*EXERCISE OBJECTIVE*
From the entries that follow, reproduce exactly and only the lines from the line with "Added a new function" to the line with "Team < ApplicationRecord", endpoints included.

::: STORED DATA :::

PR #2769, opened 2024-03-24
E2403. Mentor-meeting management [Emails Notifications]

ExtremeMachine12:
Changes Proposed in Pull Request:

Added a new feature such that users are automatically emailed when they are added to a team. Also, mentors are automatically emailed a different email when they are added to a team. 
Added a new function to the mailer_helper class for mail specifically sent to user/mentors when added to a team. 
Added view partials to handle the HTML format of the new emails being sent. 
Slightly changed the generic_message function in the mailer class to handle more cases. 
Also added test cases to check that users/mentors are emailed when added to teams now. 

Mentions:
@efg

### DIFF
--- a/app/models/team.rb
+++ b/app/models/team.rb
@@ -89,7 +89,10 @@ class Team < ApplicationRecord
       add_participant(parent_id, user)
       ExpertizaLogger.info LoggerMessage.new('Model:Team', user.name, "Added member to the team #{id}")
       # Now that a new team member has been added to a team, send an email to them letting them know
-      MailerHelper.send_team_confirmation_mail_to_user(user, "You have been added to the team #{name}.", "team_welcome").deliver
+      MailerHelper.send_team_confirmation_mail_to_user(user, "[Expertiza] Added to a Team", "user_added_to_team", "#{name}", Assignment.find(_assignment_id).name.to_s).deliver
+      #Mailer.generic_message(to: user,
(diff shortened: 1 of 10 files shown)


app/models/team.rb
```diff
@@ -88,6 +88,17 @@ def add_member(user, _assignment_id = nil)
       TeamUserNode.create(parent_id: parent.id, node_object_id: t_user.id)
       add_participant(parent_id, user)
       ExpertizaLogger.info LoggerMessage.new('Model:Team', user.name, "Added member to the team #{id}")
+      # if assignment_id is nil, then don't send an assignment name
+      assignment_name = assignment_id ? Assignment.find(assignment_id).name.to_s : ''
+      # Now that a new team member has been added to a team, send an email to them letting them know
+      if MentorManagement.user_a_mentor?(user)
+        MailerHelper.send_team_confirmation_mail_to_user(user, '[Expertiza] Added to a Team', 'mentor_added_to_team', name.to_s, assignment_name).deliver
+      elsif !user.is_a?(Participant)
```
efg, line 96: But a mentor is also a participant in the assignment.  I don't understand this line.

efg (commented):
It seems that this is only some of your changes.  You submitted another pull request, but that one changed more than 1000 files!  So I don't know where to find the full set of your changes.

:::

*ANSWER SECTION*
Added a new function to the mailer_helper class for mail specifically sent to user/mentors when added to a team. 
Added view partials to handle the HTML format of the new emails being sent. 
Slightly changed the generic_message function in the mailer class to handle more cases. 
Also added test cases to check that users/mentors are emailed when added to teams now. 

Mentions:
@efg

### DIFF
--- a/app/models/team.rb
+++ b/app/models/team.rb
@@ -89,7 +89,10 @@ class Team < ApplicationRecord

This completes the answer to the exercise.